Personal detailsName: Robbie Coltrane
Born: 30 March 1950 (Age: 63)
Where: Rutherglen, Scotland
Height: 6' 1"
Awards: Won 3 BAFTAs
All about this star
Just like the stunningly good-looking, comedians find it hard to get taken seriously in cinema. Even the brightest of them - Woody Allen or Steve Martin, for example - find that their "straight" work is usually given short shrift by a laugh-starved public. The financial imperative, consequently, demands that they stay funny. How, then, did Robbie Coltrane, for years known only as that fat Glaswegian comic on the peripheries of the Comic Strip team, manage to find fame and consistent work offers in Hollywood, based entirely upon his thespian abilities? How could it be that, while his far more illustrious peers were struggling away in such trash as Bring Me The Head Of Mavis Davis, Coltrane waslarging it in not one, but two James Bond blockbusters?
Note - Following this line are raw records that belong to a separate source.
PR #9968, opened 2023-08-24
Ai nuke improvement

tuvus:
This commit completely changes the Nuking AI. Previously, the Nuke AI would only attack using the SpecificUnitAutomation.automateBomber function since it didn't filter out Nukes.
The Nuke AI prioritizes tiles based on cities, units, and tile improvements. By default, the AI does not launch its nuke unless the value of the tiles hit is high.

The AI is not allowed to nuke tiles that are not visible, and it will only account for visible units.

### DIFF
--- a/core/src/com/unciv/logic/automation/unit/SpecificUnitAutomation.kt
+++ b/core/src/com/unciv/logic/automation/unit/SpecificUnitAutomation.kt
@@ -494,6 +494,7 @@ object SpecificUnitAutomation {
     }
 
     fun automateNukes(unit: MapUnit) {
+        if (!unit.civ.isAtWar()) return
         // We should *Almost* never want to nuke our own city, so don't consider it
         val tilesInRange = unit.currentTile.getTilesInDistanceRange(2..unit.getRange())
         var highestTileNukeValue = 0
@@ -513,7 +514,7 @@ object SpecificUnitAutomation {
 
     /**
      * Ranks the tile to nuke based off of all tiles in it's blast radius
-     * By default the value is -400 to prevent inefficient nuking.
+     * By default the value is -500 to prevent inefficient nuking.
      */
     fun getNukeLocationValue(nuke: MapUnit, tile: Tile): Int {
         val civ = nuke.civ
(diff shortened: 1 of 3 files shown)


core/src/com/unciv/logic/automation/unit/UnitAutomation.kt
```diff
@@ -632,8 +632,8 @@ object UnitAutomation {
             .map { BattleDamage.calculateDamageToDefender(MapUnitCombatant(it), cityCombatant) }
             .sum() // City heals 20 per turn
 
-        if (expectedDamagePerTurn < city.health && // If we can take immediately, go for it
-                (expectedDamagePerTurn <= 20 || city.health / (expectedDamagePerTurn-20) > 5)){ // otherwise check if we can take within a couple of turns
+        if (expectedDamagePerTurn < city.health * 4 && // If we can take immediately, go for it
+                (expectedDamagePerTurn <= 5 || city.health / (Math.max(1, expectedDamagePerTurn-20)) > 5)){ // otherwise check if we can take within a couple of turns
```
yairm210, line 636: This is incorrect - the city heals 20 per turn, that's the basis for this calculation. If you deal 1 per turn for 5 turns, you won't get the city- it's healing faster than your dealing damage!

yairm210: But I agree that we should have put it in a named val cityHealingPerTurn for context clarity

core/src/com/unciv/logic/automation/unit/SpecificUnitAutomation.kt
```diff
@@ -493,27 +494,78 @@ object SpecificUnitAutomation {
...
+            }
+            // Never nuke our own Civ, don't nuke single enemy civs as well
+            if (targetTile.isCityCenter() 
+                && !(targetTile.getCity()!!.health <= 50f 
+                    && targetTile.neighbors.any {it.militaryUnit?.civ == civ})) // Prefer not to nuke cities that we are about to take
+                explosionValue += evaluateCivValue(targetTile.getCity()?.civ!!, -100000, 250)
+            else if (targetTile.owningCity != null) {
+                val owningCiv = targetTile.owningCity?.civ!!
+                // If there is a tile to add fallout to there is a 50% chance it will get fallout
+                if (!(tile.isWater || tile.isImpassible() || targetTile.terrainFeatures.any { it == "Fallout" }))
```
yairm210, line 557: Is fallout parametrized in the nuke unique? I think it is, in which means this should not be a hardcoded "fallout" string

tuvus: I am not sure, lines 905 and 906 in Battle.kt use "Fallout". Fallout uses UniqueType.NullifyYields though which might have been used to abstract it from the effect.

yairm210 (approved):

PR #9970, opened 2023-08-24
Fix Permanent Audiovisual toggle and start on declarative Mod Compatibility

SomeTroglodyte:
See commit comments.
* The first fixes an actual bug (whodunnit? some troglodyte I don't know)
* Couldn't stop there - I wish for a world where that option is only there when it's actually meaningful, but that cannot be reliably inferred from current data. So, the mod author should help...

Notes....
* Declarative "Permanent Audiovisual" compatibility is complete and works fine for me. However, it's still "if in doubt guess" - if this approach is welcomed, then we could remove that part once all relevant mods have their uniques.
* Mod-Mod incompatibility is intentionally incomplete, as in waiting for approval. No downsides from merging afaik, but the to-do's would be:
        * Incompatibility extension / base mod works, ext/ext not implemented. Could reject turning the second one on, or toast, or flip the other off, or...
        * I'd also imagine a "Requires" - implementation could be a little more complicated when that references an ext mod, could be pretty straightforward for base ones
        * Modcheck UI could use that to avoid a bunch of meaningless comparisons
        * Display these uniques somewhere? where?
        * I'd also imagine a voluntary "Compatible" promise - could be valuable if we also introduced a user option like "strict/lax", in the former case only combos one of the parties promises works would be allowed...
* All my mods have those options since today, if you want to test.
* Visuals - screenies - not very helpful as it's so subtle. e.g. "Modern Joke Religions" simply disappears from the list if you switch G&K to Vanilla, won't enter a new game, and doesn't participate in the modcheck run by the newgame screen. Once you switch back to G&K it's back and even kept selection... My larger music mods are gone from the per-game-selectable mods too, because I said so (wiki should recommend to use that only if mod auth is sure nobody wants to force their friend to turn that mod on via a save). So mods with, say, music themes for specific nations from other mods should pick the other unique.
* Documentation - where should more details go? How to reach the modders? If the concept is good, we should fix the missing UniqueType's text before implementing, modders could start on them early?

### DIFF
--- a/core/src/com/unciv/models/ruleset/unique/UniqueParameterType.kt
+++ b/core/src/com/unciv/models/ruleset/unique/UniqueParameterType.kt
@@ -510,6 +510,16 @@ enum class UniqueParameterType(
         override fun getTranslationWriterStringsForOutput() = knownValues
     },
 
+    /** Mod declarative compatibility: Behaves like [Unknown], but makes for nicer auto-generated documentation. */
+    ModName("modFilter", "DeCiv Redux", """A Mod name, case-sensitive _or_ a simple wildcard filter beginning and ending in an Asterisk, case-insensitive""", "Mod name filter") {
+        override fun getErrorSeverity(parameterText: String, ruleset: Ruleset):
+            UniqueType.UniqueComplianceErrorSeverity? =
+            if ('-' !in parameterText && ('*' !in parameterText || parameterText.matches(Regex("""^\*[^*]+\*$""")))) null
+            else UniqueType.UniqueComplianceErrorSeverity.RulesetInvariant
+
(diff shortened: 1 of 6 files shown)


yairm210 (approved):

yairm210:
Modding-  there's a doc specifically for audiovisual mods that I'm pretty sure *you* wrote, that sounds like the natural place
I hope the "can be" does not (currently) prevent mods without it from during the way they did up till now? We need a transitory period if we're going to change behavior for existing mods

yairm210:
Actually looking through it again I can't think of a mod that would be affected in this way, and if there *are* I would probably rather know about it directly, so... Unsure what the correct way forward should be here...

PR #9973, opened 2023-08-26
Refactor: Remove unnecessary ruleset checks

SeventhM:
This PR primarily removes many cases of explicitly passing around the names of IConstructions. The goal is to address many, many, many situations where a function will check the ruleset multiple times despite knowing that it is in the ruleset. This also includes avoiding `getConstruction` when necessary as not only does it check the ruleset, but it can sometimes give a building if a unit and building share the same name... which is a problem if we expected a unit

This PR also includes a number of smaller fixes, as well as a number of other notes:
1. Many functions have been split into the main one and one that still look up a unit/building as a string when necessary. This is usually in situations where it normally wouldn't know what it's looking for (such as objects that need deserializing)
    - Note that removeBuilding is one of the few exceptions that doesn't just look up the object and then immediately call the function that does assume we have an object. The reasoning is remove building is currently functioning in an... interesting way. There is a function in logic.BackwardsCompatibility that does genuinely want to remove the building via a string and unit tests that also does the same. I think this should probably be adjusted (why are we removing buildings if we don't know it's there), but I decided not to do that here
2. In cityConstructions.addBuilding, I moved updating road connections to updateUniques and moved updateUniques again. On one hand, this is to help [avoid confusion](https://github.com/yairm210/Unciv/issues/9926). On the other, this does have real world side effects. For example, in Rekmod, I'm counting a building via a resource in order to do a trigger (btw, we need a conditional for this), and currently, I need one less than the amount of buildings to function correctly. This PR would change this functionality to actually counting the resource on the building itself as well for the trigger
3. Similar to removeBuilding, I find it weird that in theory you can sell a building you don't have
4. changeImprovement has been changed to always update resources, since improvements can have resources themselves and we're already always updating stats. I'm not sure why the qualifier was there in the first place. I simply noticed this when I was editing down the tests
5. https://github.com/yairm210/Unciv/blob/066c698117c15a2cc22282656b95585972c266c4/core/src/com/unciv/logic/battle/Battle.kt#L736C68-L736C68 This line should probably be less strict than just "Land". A mod like Rekmod actually doesn't have any units valid under this as I switched this from "Land" to "Any" in order to build water improvements

### DIFF
--- a/core/src/com/unciv/logic/BackwardCompatibility.kt
+++ b/core/src/com/unciv/logic/BackwardCompatibility.kt
@@ -68,7 +68,7 @@ object BackwardCompatibility {
 
             for (building in city.cityConstructions.getBuiltBuildings()) {
                 if (!ruleset.buildings.containsKey(building.name))
-                    city.cityConstructions.removeBuilding(building.name)
+                    city.cityConstructions.removeBuilding(building)
             }
 
             fun isInvalidConstruction(construction: String) =
--- a/core/src/com/unciv/logic/GameStarter.kt
+++ b/core/src/com/unciv/logic/GameStarter.kt
@@ -454,7 +454,7 @@ object GameStarter {
         ruleset: Ruleset,
         eraUnitReplacement: String,
         settlerLikeUnits: Map<String, BaseUnit>
-    ): String? {
+    ): BaseUnit? {
         var unit = unitParam // We want to change it and this is the easiest way to do so
         if (unit == Constants.eraSpecificUnit) unit = eraUnitReplacement
         if (unit == Constants.settler && Constants.settler !in ruleset.units) {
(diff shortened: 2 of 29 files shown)


SeventhM:
Also, I mentioned this on Discord, but will mention this here to get @SomeTroglodyte's opinion on this: I previously noticed these optimizations when working on unit tests for other things. However, it seemed to me at the time that it wasn't as ideal thanks to requiring the name to pasted around guarantees other contributors can't edit baseUnits or Buildings mid code as easily without breaking things. Obviously, at least some of the optimizations in this PR are just strictly better than what was before (why are we calling getConstruction when we already have a building that we *just* got from the ruleset? Why is there a spot where this leads to us mapping something twice for no reason?)  but I'm still not sure what the opinion on defensively avoiding people assuming what the already have is in the ruleset vs just optimizing away these extra checks

SeventhM:
> Will conflict with #9961 as I do some of the same in there.. Which means basically approval to this PR (without even looking at the diff).

Comparing the diff, I'm not actually certain that's true. It looks like we're doing this in separate places from each other (I'm mostly concerned with addUnit, addBuilding, removeBuilding, placeUnitNearTile, and purchaseConstruction, and basically any side effects of editing calls to those functions, not with the enqueued functions)

Though if I got approval from you and Yairm said to PR any optimization I noticed via this, I'm set this as ready then

SeventhM:
> 5 - Nope? That just means capturing civilians will work differently on Land, not that you can't do Improvement-builders on Water.

No, it means that capturing settlers won't give workers in my ruleset because there's no worker who specifically builds land improvements

yairm210:
I approve of this and an ready to merge, @SomeTroglodyte any objections? Just so if there are conflicts, we can get to them early

yairm210:
Since no objections have been made, I'll merge it now

PR #11427, opened 2024-04-09
Allow policy removal unique to remove multiple policies

SeventhM:


core/src/com/unciv/models/ruleset/Policy.kt
```diff
@@ -33,6 +35,19 @@ open class Policy : RulesetObject() {
...
     }
 
+    fun matchesFilter(filter: String): Boolean {
+        return MultiFilter.multiFilter(filter, ::matchesSinlgeFilter)
+    }
+    fun matchesSinlgeFilter(filter: String): Boolean {
+        return when(filter) {
+            in Constants.all -> true
+            name -> true
+            branch.name + "branch" -> true
```
yairm210, line 45: This won't catch

core/src/com/unciv/models/ruleset/Policy.kt
```diff
@@ -33,6 +35,19 @@ open class Policy : RulesetObject() {
         fun isBranchCompleteByName(name: String) = name.endsWith(branchCompleteSuffix)
     }
 
+    fun matchesFilter(filter: String): Boolean {
+        return MultiFilter.multiFilter(filter, ::matchesSinlgeFilter)
+    }
+    fun matchesSinlgeFilter(filter: String): Boolean {
```
yairm210, line 41: Typo

yairm210:
All in all looks good!

core/src/com/unciv/models/ruleset/Policy.kt
SeventhM: Is it because I forgot the space?

yairm210: Also the filter contains square brackets, no?

SeventhM: No? Actually... Huh... It probably should

PR #11443, opened 2024-04-10
Two extension features for custom maps

SomeTroglodyte:
* A description - think a "message" from the map author to their users. Editor support, and shows in new game map select between the dropdowns and the minimap preview. No multiline🙃 or markdown🤪 support.
* Starting locations can control their effect on the "Select players from starting locations" button from #11423. As before, or be ignored, or get the Human slot preferentially.
* Re-fixed a sync problem #11423 already tried to fix - from too often to not always - should be once always now.

image
image
image

</details>

... not 100% happy with the UX or the label choices, but works without too much effort ... ~(But I need to re-check that None/Normal discrepancy)~

Now I'd like one more such mini-offer: Allow a map-collection mod like lat-am to control which map gets preselected preferentially. Remember, mod unpacking flattens timestamps on Linux, so these on the author's side can't do it. Map name == mod name? a ModOptions unique? 

@Caballero-Arepa yes this is for you

### DIFF
--- a/android/assets/jsons/translations/template.properties
+++ b/android/assets/jsons/translations/template.properties
@@ -545,6 +545,7 @@ Choose a Wesnoth map file =
 That map is invalid! = 
 ("[code]" does not conform to TerrainCodesWML) = 
 Use for new game "Select players" button: = 
+Enter a description for the users of this map = 
 
 ## Map/Tool names
 My new map = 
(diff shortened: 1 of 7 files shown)


Caballero-Arepa:
Wow, this is amazing, to say the least.
It's really useful for these maps with so many Civs xD
Does it affect CS as well? Like when you press the select civs from spawn points, would it spawn the CS that have a Starting Location? That'd be dope.

> a ModOptions unique?

I think that's the way.

yairm210 (approved):

yairm210:
This is causing problems for many people!!
The fact that the file selector always triggers causes the file to be selected causes the existing mods in the gameinfo to be overridden with the map ones!
Also some players have reported selecting mods and it just not working, not sure what that's caused by but this sounds like the culprit
I'm planning on reverting this commit wholly

Caballero-Arepa:
Yeah, that feature has caused a lot of problems for a long time, I also think its enough.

He was born Robert MacMillan, on the 30th of March, 1950, in Rutherglen, on the outskirts of Glasgow. His parents were both Scottish Calvinists. His father, Ian, was a GP and extremely busy - Robbie claims he hardly spoke to him till he was 6. His mother, Jean, was a teacher. Like her husband, she was bright and curious, keeping music, films and literature high on the family's agenda. Robbie has claimed that his earliest memory is of lying beneath the piano while his mother played.
There were other early influences that would heavily mark his later career. Not only did Robbie grow to love music, painting and films, he also fell for motor vehicles, and lorries in particular. His heroes included both actors and long-distance drivers. He'd even run around pretending to BE a lorry. And, as he approached puberty, there were his dad's books. As well as running the surgery, Ian worked as a police surgeon, thus the bookshelves held some thoroughly enticing tomes on biology, pathology and murderous mayhem in general. When Robbie was 11, Ian wanted him to view some crime victims, believing our culture foolishly cowers before death. Jean refused. Nevertheless, Robbie's extra-curricular delvings into those books gave him a far-above-average insight. He wanted to know WHY people do things like that.
He would also suffer, at an early age, genuine tragedy. Ian would die from lung cancer when Robbie was still in his teens. Worse, in 1976, Robbie's younger sister, Jane, committed suicide while studying at York University. Like Robbie, she was bubbling over with life, but suffered from depression. It was Robbie who travelled down to collect her belongings. On the way home, wild with grief, he would smash up his train carriage.
After a primary education at a local state school, Robbie had been sent to the Glenalmond public school in Perthshire, known as The Eton Of Scotland. This place was deeply authoritarian, with bullying and disciplinary beatings commonplace.